Do you have contact info on that Vermont dealer? May be cheaper to get my parts there over Germany. The Wisconsin Schmidt dealer I last contacted must have had gold plated parts based on his pricing.


----------



## bubba11

newhere;1223552 said:


> wow this is crazy, you guys must have money to burn. Snow melters, blowers, road graders geez
> 
> how about 2 1960-1970 cat 966's one with a box one with a blade
> 
> and a one ton dump with a v blade and a tailgate salter.
> 
> All for under 40 grand easy and it will handle that site no problem.


i have to agree with newhere on this one a couple of wheel loaders or tractors with pushers and a dump with a plow would probably do the trick and cost the least. some of the suggestions are a little out there, maybe leon is a used grader salesman. what do they use now to clear it?


----------



## bubba11

bubba11;1225062 said:


> i have to agree with newhere on this one a couple of wheel loaders or tractors with pushers and a dump with a plow would probably do the trick and cost the least. some of the suggestions are a little out there, maybe leon is a used grader salesman. what do they use now to clear it?


to answer your original question i have a volvo l70d loader and i am very happy with it. i think that any late model wheel loader of any brand will work fine though and as it has been said a thousand times the most important thing about choosing a brand is finding good dealer support


----------



## miniwarehousing

bubba11;1225062 said:


> i have to agree with newhere on this one a couple of wheel loaders or tractors with pushers and a dump with a plow would probably do the trick and cost the least. some of the suggestions are a little out there, maybe leon is a used grader salesman. what do they use now to clear it?
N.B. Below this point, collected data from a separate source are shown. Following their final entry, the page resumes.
PR #3935, opened 2022-05-25
fix(optimistic-distributor): [M03] do not use priceDisputed callback

Reinis-FRP:
**Motivation**

Audit identified the following issue:
_Gas grief risk: The `priceDisputed` callback might not be guaranteed to execute which could permanently lock-in funds._

**Summary**

This PR fixes identified issue by not relying on the callbacks by the Optimistic Oracle.

**Details**

Previously Enum `distributionProposed` controlled both the acceptance of distribution payout proposals and their execution, and Optimistic Oracle callback triggered change in its status. Now without callback the contract has to actively ask Optimistic Oracle if previous proposal had been disputed on each check, hence it is more efficient also to split its functionality in:
- boolean `distributionExecuted` that blocks repeated execution,
- `blockingProposalTimestamp`: only allow new proposals if it is 0 (there are no prior proposals) or using this previous proposal timestamp to call `getRequest` on Optimistic Oracle yields non-zero disputer address.

**Testing**

- [ ]  New unit tests created
- [ ]  Untested


packages/core/contracts/financial-templates/optimistic-distributor/OptimisticDistributor.sol
```diff
@@ -181,13 +174,14 @@ contract OptimisticDistributor is Lockable, MultiCaller, Testable {
...
             Reward({
-                distributionProposed: DistributionProposed.None,
+                distributionExecuted: false,
                 sponsor: msg.sender,
                 rewardToken: rewardToken,
                 maximumRewardAmount: maximumRewardAmount,
                 earliestProposalTimestamp: earliestProposalTimestamp,
                 optimisticOracleProposerBond: optimisticOracleProposerBond,
                 optimisticOracleLivenessTime: optimisticOracleLivenessTime,
+                blockingProposalTimestamp: 0,
```
chrismaree, line 184: I dont see where this variable is ever set to anything other than 0. you do `if (reward.blockingProposalTimestamp == 0) return true;` but where do you set it to a non-0 value?

chrismaree: nvm it's https://github.com/UMAprotocol/protocol/blob/99cdc5448748ef8a13f99a6f98d5f698e5b48751/packages/core/contracts/financial-templates/optimistic-distributor/OptimisticDistributor.sol#L248

chrismaree, line 184: can we think about better names for this? what it really is is the dispute time, as defined on `        rewards[rewardIndex].blockingProposalTimestamp = timestamp;`. would `disputeTimestamp` be better? why is it a "blockingProposal", if its done via a dispute?

chrismaree (approved):
this makes sense and is actually cleaner than what we had before. this needs to be done in conjunction with the other OO Modification PR that changes how we deal with callbacks from within the OO.

I had one comment on naming but otherwise I think this is good.

packages/core/contracts/financial-templates/optimistic-distributor/OptimisticDistributor.sol
Reinis-FRP: This is not dispute timestamp, but the time when previous request/proposal was made through OD (or 0 if this is the first proposal). `_noBlockingProposal` then checks it and if non-0 asks OO `getRequest` with this timestamp. From OO perspective it is previous request timestamp, but from OD perspective it is previous proposal that matters (it just happens to be at the same timestamp when prior OO request was made). So maybe better alternative to use `previousProposalTimestamp` here?

PR #3937, opened 2022-05-25
fix: improvements to the uma transfer script

pemulis:

**Motivation**

- Assertion in verification was breaking if the recipient already has UMA at that address, since it was checking that the balance equaled the amount transferred. Removed this check for now in favor of manual verification.
- Added logs for manual verification of before-and-after balances for the recipient address and the Governor.

**Summary**

See motivation.

**Details**

**Testing**

- [ ]  New unit tests created
- [ ]  Untested

**Issue(s)**

Fixes #XXXX

### DIFF
--- a/packages/scripts/src/admin-proposals/transferTokensFromGovernor.js
+++ b/packages/scripts/src/admin-proposals/transferTokensFromGovernor.js
@@ -41,8 +41,16 @@ async function run() {
   const gasEstimator = await setupGasEstimator();
 
   if (!verify) {
-    const originalBalance = await uma.methods.balanceOf(recipient).call();
-    const originalGovernorBalance = await uma.methods.balanceOf(governorAddress).call();
+    let originalBalance, originalGovernorBalance;
+    try {
+      [originalBalance, originalGovernorBalance] = await Promise.all([
+        uma.methods.balanceOf(recipient).call(),
+        uma.methods.balanceOf(governorAddress).call(),
+      ]);
+    } catch (error) {
+      console.log("error fetching balances:", error);
+    }
+
     console.log("Original balance of recipient:", originalBalance);
     console.log("Original balance of Governor:", originalGovernorBalance);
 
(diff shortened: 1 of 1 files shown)


packages/scripts/src/admin-proposals/transferTokensFromGovernor.js
```diff
@@ -35,11 +34,17 @@ async function run() {
...
   const web3 = web3Providers[1];
   const tokenAddress = await _getContractAddressByName("VotingToken", 1);
+  const governorAddress = await _getContractAddressByName("Governor", 1);
   console.log("tokenAddress:", tokenAddress);
   const uma = new web3.eth.Contract(ExpandedERC20.abi, tokenAddress);
 
   const gasEstimator = await setupGasEstimator();
 
+  var originalBalance = await uma.methods.balanceOf(recipient).call();
+  const originalGovernorBalance = await uma.methods.balanceOf(governorAddress).call();
```
nicholaspai, line 44: nit: could promise.all these to be faster :D

nicholaspai: also don't use `var`

nicholaspai (approved):
Some nit suggestions

packages/scripts/src/admin-proposals/transferTokensFromGovernor.js
```diff
@@ -35,11 +34,17 @@ async function run() {
   const web3Providers = { 1: getWeb3ByChainId(1) }; // netID => Web3
   const web3 = web3Providers[1];
   const tokenAddress = await _getContractAddressByName("VotingToken", 1);
+  const governorAddress = await _getContractAddressByName("Governor", 1);
   console.log("tokenAddress:", tokenAddress);
   const uma = new web3.eth.Contract(ExpandedERC20.abi, tokenAddress);
 
   const gasEstimator = await setupGasEstimator();
 
+  var originalBalance = await uma.methods.balanceOf(recipient).call();
```
smb2796, line 43: Nit: Might be better to have this within the if block, since this is misleading to be titled "original balances" when running verification step

packages/scripts/src/admin-proposals/transferTokensFromGovernor.js
pemulis: Can you give an example of how this would be re-written to use Promise.all()?

pemulis: Nevermind, added some code using Promise.all(), lemme know what you think!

Right now they use a LARGE loader with a custom pusher, and 2 smaller loaders. They don't have any plows which is one of our pet peeves because they end up compacting the snow into a thin layer of NHL ice instead of scraping with a trip edge down to pavement.
I don't feel the company does it effeciently as they could/should, but I think it's because they want to get in, clear and be done. Where as us buying the machine, we can spend the next couple days moving snow and making more room.
A loader with a KAGE Industries or Snow Wolf box pusher/plow with a dump truck with v-plow would be the best. 
The point of my OP was to see what guys felt were the best loaders and why but it morphed into other options for us to look at.
Seeing some of the snow throws that exist out there are certainly an option that we may consider.



bubba11;1225149 said:


> to answer your original question i have a volvo l70d loader and i am very happy with it. i think that any late model wheel loader of any brand will work fine though and as it has been said a thousand times the most important thing about choosing a brand is finding good dealer support


I really like the L70. The Cat 924 or 930 are also looking like good options. Both are good local dealers and when asked what if it goes down, but say 24 hours or another machine is at your facility.


----------



## IMAGE

miniwarehousing;1225446 said:


> Right now they use a LARGE loader with a custom pusher, and 2 smaller loaders. They don't have any plows which is one of our pet peeves because they end up compacting the snow into a thin layer of NHL ice instead of scraping with a trip edge down to pavement.
> I don't feel the company does it effeciently as they could/should, but I think it's because they want to get in, clear and be done. Where as us buying the machine, we can spend the next couple days moving snow and making more room.
> A loader with a KAGE Industries or Snow Wolf box pusher/plow with a dump truck with v-plow would be the best.
> The point of my OP was to see what guys felt were the best loaders and why but it morphed into other options for us to look at.
> Seeing some of the snow throws that exist out there are certainly an option that we may consider.
> 
> I really like the L70. The Cat 924 or 930 are also looking like good options. Both are good local dealers and when asked what if it goes down, but say 24 hours or another machine is at your facility.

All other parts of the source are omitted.